稍早前最高院在(2020)最高法知民终1889号民事判决书中同样认为:“技术秘密通常以图纸、工艺规程、质量标准、操作指南、实验数据的形式来体现,权利人为证明其技术秘密的存在及其内容,通常会在体现上述技术秘密的载体文件基础上,总结、概括、提炼其需要保护的技术信息,其技术秘密既可以是技术方案,也可以是构成技术方案的部分技术信息。权利人在从其技术资料等载体中总结、概括、提炼秘密信息时,应当允许将其具有秘密性的信息结合现有技术及公知常识形成一个完整的技术方案请求保护。

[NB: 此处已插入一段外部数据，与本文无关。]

PR #11031, opened 2022-09-01
Allow assigning a Funcref to autoload variable

thinca:
In Vim, defining a User function that starts with a lowercase letter is not allowed because it could overwrite a built-in function.
However, defining an autoload function that starts with a lowercase letter is permitted because it does not cause the above problem.

For the same reason, Vim does not allow Funcref to be assigned to a global variable whose name begins with a lowercase letter.
This also applies to the autoload variable; `let foo#tr = function('tr')` is not allowed and must be `let Foo#tr = function('tr')`.
I see no need for this restriction.  `let foo#tr = function('tr')` should be allowed.

### DIFF
--- a/src/evalvars.c
+++ b/src/evalvars.c
@@ -4012,10 +4012,12 @@ var_wrong_func_name(
 {
     // Allow for w: b: s: and t:.  In Vim9 script s: is not allowed, because
     // the name can be used without the s: prefix.
+    // Allow autoload variable.
     if (!((vim_strchr((char_u *)"wbt", name[0]) != NULL
 		    || (!in_vim9script() && name[0] == 's')) && name[1] == ':')
 	    && !ASCII_ISUPPER((name[0] != NUL && name[1] == ':')
-						     ? name[2] : name[0]))
+						     ? name[2] : name[0])
+	    && vim_strchr(name, '#') == NULL)
     {
 	semsg(_(e_funcref_variable_name_must_start_with_capital_str), name);
 	return TRUE;
--- a/src/testdir/test_let.vim
+++ b/src/testdir/test_let.vim
@@ -8,6 +8,10 @@ func Test_let()
   let Test104#numvar = function('tr')
   call assert_equal("function('tr')", string(Test104#numvar))
 
+  let foo#tr = function('tr')
+  call assert_equal("function('tr')", string(foo#tr))
+  unlet foo#tr
+
   let a = 1
   let b = 2
 


brammool:
> In Vim, defining a User function that starts with a lowercase letter
> is not allowed because it could overwrite a built-in function.
> However, defining an autoload function that starts with a lowercase
> letter is permitted because it does not cause the above problem.
>
> For the same reason, Vim does not allow Funcref to be assigned to a
> global variable whose name begins with a lowercase letter.
> This also applies to the autoload variable; `let foo#tr =
> function(&#39;tr&#39;)` is not allowed and must be `let Foo#tr =
> function(&#39;tr&#39;)`.
> I see no need for this restriction.  `let foo#tr =
> function(&#39;tr&#39;)` should be allowed.

Well, not when used with the "name#" prefix.  But inside the autoload
script it can be used without the prefix, which does cause shadowing a
builtin function.

Thus when you, like in the test, do:

	let foo#tr = function('tr')

Then in the "autoload/foo.vim" script calling tr() does have the
problem.  At least in Vim9 script, where the "s:" prefix is not used.
Right?

-- 
This computer is so slow, it takes forever to execute and endless loop!

brammool:
> In legacy Vim script, `name#` prefix is always necessary.
> 
> ```vim
> " autoload/name.vim
> 
> echo foo  " This is g:foo, not name#foo
> echo s:foo  " This is s:foo, not name#foo
> 
> function name#func()
>   echo foo  " This is l:foo, not name#foo
> endfunction
> ```

OK, and it actually checks if the name of the script starts with a
capital, not the variable itself, so that is pointless.
 
> In Vim9 script, as you say, exported variable is an autoload variable
> and can be access without prefix.
> But there is no problem.
> 
> ```vim
> vim9script
> # autoload/name.vim
> 
> # This occurs an error "E704: Funcref variable name must start with a capital: tr"
> export var tr = () => 'tr'
> ```
> 
> ```vim
> vim9script
> # autoload/name.vim
> 
> # This variable can rewrite by `let name#tr = { -> 'tr' }` from outside of script with this patch.
> export var tr = ''
> 
> def Foo()
>   # But this `tr()` is always built-in function.  Vim9 script is compiled first.
>   echo tr('foo', 'o', 'a')
> enddef
> ```

Hmm, I cannot think of a way to go around this, assigning a variable
outside of a Vim9 script can be expected to always fail.

-- 
BEDEVERE: Wait.  Wait ... tell me, what also floats on water?
ALL:      Bread?  No, no, no.  Apples .... gravy ... very small rocks ...
ARTHUR:   A duck.

PR #11033, opened 2022-09-01
fix echowindow

mattn:
Current implementation of `:echowindow`,

```
func Foo()
  echo 123
  return 'foo'
endfunc

echowindow Foo()
```
This code shows 123 and foo both on echowindow. I think 123 should be displayed on message area, and foo should be displayed on echowindow.


mattn:
Also 
```
:echowindow undefined_variable
```
This error message should be displayed on message area.

brammool:
Thanks.  Please add a regression test.

PR #11038, opened 2022-09-02
fix breakindent for briopt=list:-1

### LINKED ISSUE #11018: breakindent does not indent non-lists when breakindentopt=list:-1 is set
### Steps to reproduce

1. Start gVim via `gvim -i NONE -u NONE -U NONE -N`.
2. Paste the following content into the current buffer and resize the window to make sure that the long line wraps:
```cpp
int my_function() {
	const int long_name = 0;
	return long_name + long_name + long_name + long_name + long_name + long_name + long_name + long_name;
}
```
Wrapped contents
3. Issue `set breakindent`, the result looks as it should, which is as follows:
SetBreakindent
4. Issue `set breakindentopt=list:-1`, this removes the indent even though it should not in my understanding:
SetBreakindentopt

### Expected behaviour

Using `set breakindentopt=list:-1` should not break indentation for non-lists. (This issue does not seem to be exclusive to C++ code.)

### Version of Vim

9.0.0313

### Environment

openSUSE Leap 15.3

### Logs and stack traces

_No response_

habamax:
Fixes #11018

### DIFF
--- a/src/testdir/test_breakindent.vim
+++ b/src/testdir/test_breakindent.vim
@@ -848,6 +848,26 @@ func Test_breakindent20_list()
   let lines = s:screen_lines2(1, 6, 20)
   call s:compare_lines(expect, lines)
 
+  " check breakindent works if breakindntopt=list:-1
+  " for a non list content
+  %delete _
+  call setline(1, ['  Congress shall make no law',
+        \ '    Congress shall make no law',
+        \ '     Congress shall make no law'])
+  norm! 1gg
+  setl briopt=min:5,list:-1
+  setl showbreak=
+  redraw!
+  let expect = [
+	\ "  Congress shall    ",
+	\ "  make no law       ",
+	\ "    Congress shall  ",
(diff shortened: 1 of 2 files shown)


src/testdir/test_breakindent.vim
```diff
@@ -831,6 +831,44 @@ func Test_breakindent20_list()
...
+	\ ">   make no law     ",
+	\ "*** Congress shall  ",
+	\ ">     make no law   ",
+	\ "**** Congress shall ",
+	\ ">      make no law  ",
+	\ ]
+  let lines = s:screen_lines2(1, 6, 20)
+  call s:compare_lines(expect, lines)
+
+  " check breakindent works if breakindntopt=list:-1
```
acc987: I noticed a typo (`breakindntopt` → `breakindentopt`) in this comment, in case you want to fix it.

habamax: thx

PR #11053, opened 2022-09-04
Update colorschemes

habamax:
- Add MessageWindow
- Add PopupNotification
- Tune WarningMsg to be more readable
- Tune lunaperche PHP and Pmenu colors


brammool:
I'll include it, thanks.

PR #11054, opened 2022-09-04
Improve gdscript files

habamax:
- improve xmaps for next/prev section
- add website info

### DIFF
--- a/runtime/ftplugin/gdscript.vim
+++ b/runtime/ftplugin/gdscript.vim
@@ -3,6 +3,7 @@ vim9script
 # Vim filetype plugin file
 # Language: gdscript (Godot game engine scripting language)
 # Maintainer: Maxim Kim <habamax@gmail.com>
+# Website: https://github.com/habamax/vim-gdscript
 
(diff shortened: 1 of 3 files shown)


brammool:
I'll include it, thanks.

runtime/ftplugin/gdscript.vim
```diff
@@ -49,5 +50,5 @@ enddef
```
dkearns, line 50: These mappings should be guarded by tests for the `no_plugin_maps` and `no_gdscript_maps` global variables to allow  users to prevent their definition.  This is documented at `:help no_plugin_maps`.

The mappings should also be removed in the `undo_ftplugin` command.

See  and see https://github.com/vim/vim/blob/806a273f3c84ecd475913d901890bb1929be9a0a/runtime/ftplugin/zimbu.vim#L188-L194 for an example.

habamax: Missed the undo part indeed. I will also check `no_plugin_maps` and I would like to not introduce any additional vars.

PR #12606, opened 2023-06-28
Fix blockwise Visual highlighting not working properly with virtual text

### LINKED ISSUE #12605: Blockwise Visual highlight disappears when double-width virtual text is on its left end
### Steps to reproduce

1. Run `vim --clean`
2. Source the following file:
```vim
call setline(1, repeat(['1234567'], 3))
call prop_type_add('theprop', #{highlight: 'Special'})
call prop_add(2, 2, {'type': 'theprop', 'text': '口'})
exe "norm! gg2l\<C-V>$2j"
```
3. There is no Visual highlight on the second line

### Expected behaviour

There is Visual highlight on the second line

### Version of Vim

9.0.1628

### Environment

Operating system: Arch Linux
Terminal: kitty
Value of $TERM: xterm-kitty
Shell: fish

### Logs and stack traces

_No response_

zeertzjq:
Problem:    Wrong blockwise Visual highlight with virtual text.
Solution:   Reset the correct variable at the end of virtual selection.
            Check for double-width char inside virtual text.

Fix #12605


zeertzjq:
I've also noticed some other bugs with blockwise Visual highlight and virtual text. I'll update the PR to fix them later.

zeertzjq:
Should be fixed now.

PR #12608, opened 2023-06-28
man.vim: Uniformly place cursor at the same column with `Ctrl-t`

goweol:
Functions col and cursor count each tab (0x9) as a byte, and are complementary. On the other hand, the | command motion takes into consideration how many screen columns a tab does occupy and may move cursor to a column closer to the start of line than col would report at that position.

The provided changes prefer the cursor function to the | command.

### DIFF
--- a/runtime/autoload/dist/man.vim
+++ b/runtime/autoload/dist/man.vim
@@ -3,7 +3,7 @@
 " Maintainer:	Jason Franklin <vim@justemail.net>
 " Maintainer:	SungHyun Nam <goweol@gmail.com>
 " Autoload Split: Bram Moolenaar
-" Last Change: 	2022 Jun 18
+" Last Change: 	2023 Jun 28
 
 let s:cpo_save = &cpo
 set cpo-=C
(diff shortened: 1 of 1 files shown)


chrisbra:
there is a slight difference between using `|` and `cursor()`. It matters e.g. when using a `tab`. Does that make a difference here?

zzzyxwvut:
There is a difference when there are `tab`s (0x9).  Try, for  
example:

```shell
# Launch Vim as follows:
MANWIDTH=80 vim --not-a-term --clean '+runtime ftplugin/man.vim' '+Man man' '+setl nofen' '+/man(7)'

# Press Ctrl-] with cursor on _m_: "\t    man(7), groff(7), man-pages(7)".
# _______________________________________[^]
#
# Then press Ctrl-t and behold the cursor is NOT at _m_.
#
# Manually confirm it by issuing: w, :echo col('.'), 5|.
#
# (Man v2.11.2)


# Launch Vim as follows:
MANWIDTH=80 vim --not-a-term --clean '+runtime ftplugin/man.vim' '+Man git' '+setl nofen' '+/git-add(1)'

# Press Ctrl-] with cursor on _g_: "       git-add(1)".
# ________________________________________[^]
#
# Then press Ctrl-t and behold the cursor is at _g_.
#
# (Git v2.39.2)
```

chrisbra:
okay, if you are fine with it, so am I :)

chrisbra (approved):

PR #12610, opened 2023-06-28
Python 3.11 depreciations seen as well on gcc compiler

pheiduck:
`__GNUC__` avoid this warnings on both compilers.

### DIFF
--- a/src/if_python3.c
+++ b/src/if_python3.c
@@ -82,8 +82,9 @@
 #endif
 
 // Suppress Python 3.11 depreciations to see useful warnings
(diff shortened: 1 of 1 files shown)


chrisbra:
so this fixes deprecation warnings for GCC. But why were those pragma statements removed for clang?

k-takata:
`__GNUC__` is also defined in Clang.

pheiduck:
@chrisbra this what @k-takata say is correct.

yegappan:

pheiduck:
> Can you please update and rebase this PR to the latest?

@yegappan done already.

PR #12612, opened 2023-06-28
fix(indent): do not conflate dictionary key with end of block

lacygoill:
This script:
```vim
vim9script
if true
var d = {
end: 0}
endif
```
is indented like this:
```vim
vim9script
if true
    var d = {
        end: 0}
    endif
```
It should be indented like this:
```vim
vim9script
if true
    var d = {
        end: 0}
endif
```


chrisbra:
I am fine with that. Do we need a minor-patch for that?

chrisbra:
no no, it's more a question if indent test scrips in general (should) require a minor patch number or not.

PR #12617, opened 2023-06-30
Fix passing multiple patterns to :runtime not working for 'packpath'

zeertzjq:


chrisbra:
is this actually fixing a bug?

zeertzjq:
Yes. Previously when passing multiple patterns to e.g. `:runtime OPT`, only the first pattern works properly, because the 'packpath' prefix was prepended to the whole argument string instead of each argument.

PR #12618, opened 2023-06-30
Fix alignment in filetype.txt

zeertzjq:
There are three spaces because the "<" is concealed.


chrisbra:
thanks, obviously correct.

PR #12619, opened 2023-06-30
debsources files using deb822 format are not recognized

lacygoill:
If we open `/etc/apt/sources.list.d/debian.sources`, the filetype is not set.  It should be set to `debsources`.  The format `deb822` allows APT sources to be specified in a more structured way.  But this format can only be used in a `.sources` file;  not in a `.list` file.  See:

   > Files in this format have the extension .sources.

Source: https://manpages.debian.org/stretch/apt/sources.list.5.en.html#DEB822-STYLE_FORMAT

### DIFF
--- a/runtime/filetype.vim
+++ b/runtime/filetype.vim
@@ -538,8 +538,8 @@ au BufNewFile,BufRead copyright
 	\| endif
 
 " Debian Sources.list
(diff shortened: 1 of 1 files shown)


jamessan:
@jayaddison has provided an initial implementation upstream, which I'll try to review soon and send to Bram.

PR #12625, opened 2023-07-03
Fix screenpos() not working properly with w_skipcol and cpoptions+=n

### LINKED ISSUE #12547: screenpos() wrong with smoothscroll
### Steps to reproduce

Assuming width 80 terminal,
```
vim --clean -S <(tee << 'EOF'
    set smoothscroll
    call setline(1, 'Lorem ipsum dolor sit amet, qui minim labore adipisicing minim sint cillum sint consectetur cupidatat.')
    call setline(2, '')
    exe "normal! G\<C-e>"
EOF
)
```

Result
```
{'col': 1, 'row': 3, 'endcol': 1, 'curscol': 1}
```
image

### Expected behaviour

'row' should be 2

### Version of Vim

9.0.1636

### Environment

ubuntu 22.04

### Logs and stack traces

_No response_

zeertzjq:
Problem:    screenpos() wrong result with w_skipcol and cpoptions+=n
Solution:   Use adjust_plines_for_skipcol() instead of subtracting
            w_skipcol.

Also fix #12547

### DIFF
--- a/src/misc1.c
+++ b/src/misc1.c
@@ -342,12 +342,13 @@ plines(linenr_T lnum)
 plines_win(
     win_T	*wp,
     linenr_T	lnum,
-    int		winheight)	// when TRUE limit to window height
+    int		limit_winheight)	// when TRUE limit to window height
 {
 #if defined(FEAT_DIFF) || defined(PROTO)
     // Check for filler lines above this buffer line.  When folded the result
     // is one line anyway.
-    return plines_win_nofill(wp, lnum, winheight) + diff_check_fill(wp, lnum);
+    return plines_win_nofill(wp, lnum, limit_winheight)
+						   + diff_check_fill(wp, lnum);
 }
 
 /*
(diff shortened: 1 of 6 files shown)


src/misc1.c
```diff
@@ -497,7 +497,7 @@ plines_win_col(win_T *wp, linenr_T lnum, long column)
 }
 
     int
-plines_m_win(win_T *wp, linenr_T first, linenr_T last)
+plines_m_win(win_T *wp, linenr_T first, linenr_T last, int winheight)
```
yegappan: The 'winheight' argument is not specifying the window height but instead is a Boolean indicating whether to limit
to the value of the 'winheight' option.  For readability reasons, can you rename this argument to 'use_winheight'
or 'limit_winheight'? I noticed that this name is also used in the existing plines_win() and plines_win_nofill()
functions.

zeertzjq: Renamed to `limit_winheight`.

yegappan (approved):

PR #12627, opened 2023-07-03
Add a NULL check of cl in object_clear()

XidianGeneral:
In the commit d13dd30240e3, `rettv->vval.v_object->obj_class` or `cl` can be NULL, and thus a NULL check is required. However, in the following call stack, `obj->obj_class` or `cl` is not checked:
`handle_subscript()` -> `eval_lambda()` -> `clear_tv()` -> `object_unref()` -> `object_clear()`
Thus, a NULL check of `cl` should be added in `object_clear()`.

### DIFF
--- a/src/vim9class.c
+++ b/src/vim9class.c
@@ -1502,6 +1502,9 @@ object_clear(object_T *obj)
 
     class_T *cl = obj->obj_class;
 
+    if (!cl)
+        return;
+
     // the member values are just after the object structure
     typval_T *tv = (typval_T *)(obj + 1);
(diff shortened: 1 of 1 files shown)


chrisbra:
Since you have a call-stack, what commands do reproduce this problem please?

XidianGeneral:
This possible bug is reported by a static analysis implemented by myself. This tool checks the call trace of the known bug, to extend and find extra bug similar to the known bugs. Thus, the reported (extra) bug is not found via actual execution.
However, the tool provides the detailed code path from the buggy variable assignment to its use. The call stack in the description is simpified from the provided code path.

PR #12628, opened 2023-07-03
Remove dead code

zeertzjq:
linetabsize_col() calls init_chartabsize_arg() with 0 as "lnum", so
cts.cts_has_prop_with_text is always FALSE.


yegappan (approved):

chrisbra:
fixed by d3515a1e88cf25c1d5eae8faa965b587a124e687

PR #12633, opened 2023-07-05
Add a {winid} argument to virtcol()

zeertzjq:
Other functions col(), charcol() and virtcol2col() support a {winid}
argument, so it makes sense for virtcol() to also support that.

Also add test for virtcol2col() with 'showbreak' and {winid}.

### DIFF
--- a/src/testdir/test_cursor_func.vim
+++ b/src/testdir/test_cursor_func.vim
@@ -540,9 +540,28 @@ func Test_virtcol2col()
   call assert_equal(8, virtcol2col(0, 1, 7))
   call assert_equal(8, virtcol2col(0, 1, 8))
 
+  let w = winwidth(0)
+  call setline(2, repeat('a', w + 2))
+  let win_nosbr = win_getid()
+  split
+  setlocal showbreak=!!
+  let win_sbr = win_getid()
+  call assert_equal(w, virtcol2col(win_nosbr, 2, w))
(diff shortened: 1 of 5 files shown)


chrisbra (approved):

src/testdir/test_cursor_func.vim
```diff
@@ -540,9 +540,28 @@ func Test_virtcol2col()
...
+  split
+  setlocal showbreak=!!
+  let win_sbr = win_getid()
+  call assert_equal(w, virtcol2col(win_nosbr, 2, w))
+  call assert_equal(w + 1, virtcol2col(win_nosbr, 2, w + 1))
+  call assert_equal(w + 2, virtcol2col(win_nosbr, 2, w + 2))
+  call assert_equal(w + 2, virtcol2col(win_nosbr, 2, w + 3))
+  call assert_equal(w, virtcol2col(win_sbr, 2, w))
+  call assert_equal(w + 1, virtcol2col(win_sbr, 2, w + 1))
+  call assert_equal(w + 1, virtcol2col(win_sbr, 2, w + 2))
```
zeertzjq, line 555: This may be subject to change. Should the result be `w + 1` or `w` here on 'showbreak'?

zeertzjq: Oh, `w + 1` seems to match the behavior of mouse clicking.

权利人从其不为公众所知的工艺规程、质量控制标准等技术文件中合理提炼出的技术方案,只要不为社会公众普遍知悉和容易获得,可作为技术秘密予以保护。”
由上可见,在商业秘密诉讼中,商业秘密权利人可以根据其商业秘密的具体内容、载体,采取的保密措施等对秘点进行提炼而无需拘泥于某种特定的形式。这从另一个侧面也极大丰富了可保护的范围。但同时也要考虑到这种宽泛的秘点可能会对后续的技术同一性认定造成不小的困扰。
总的来说,秘点的提炼无疑为商业秘密案件的审理提供了更为精细的分析框架。秘点作为商业秘密案件办理的重要抓手,律师应关注秘点在法律逻辑层面的深层含义与作用机制。特别是在举证责任转移制度下如何灵活运用法律规则,有效维护权利人的合法权益,推动商业秘密保护法律实践的精细化与规范化。[5]最后需要强调的是在商业秘密保护中企业永远是第一责任人,只有自身建立和施行了完备的保密措施,遇到侵害方可获得救济。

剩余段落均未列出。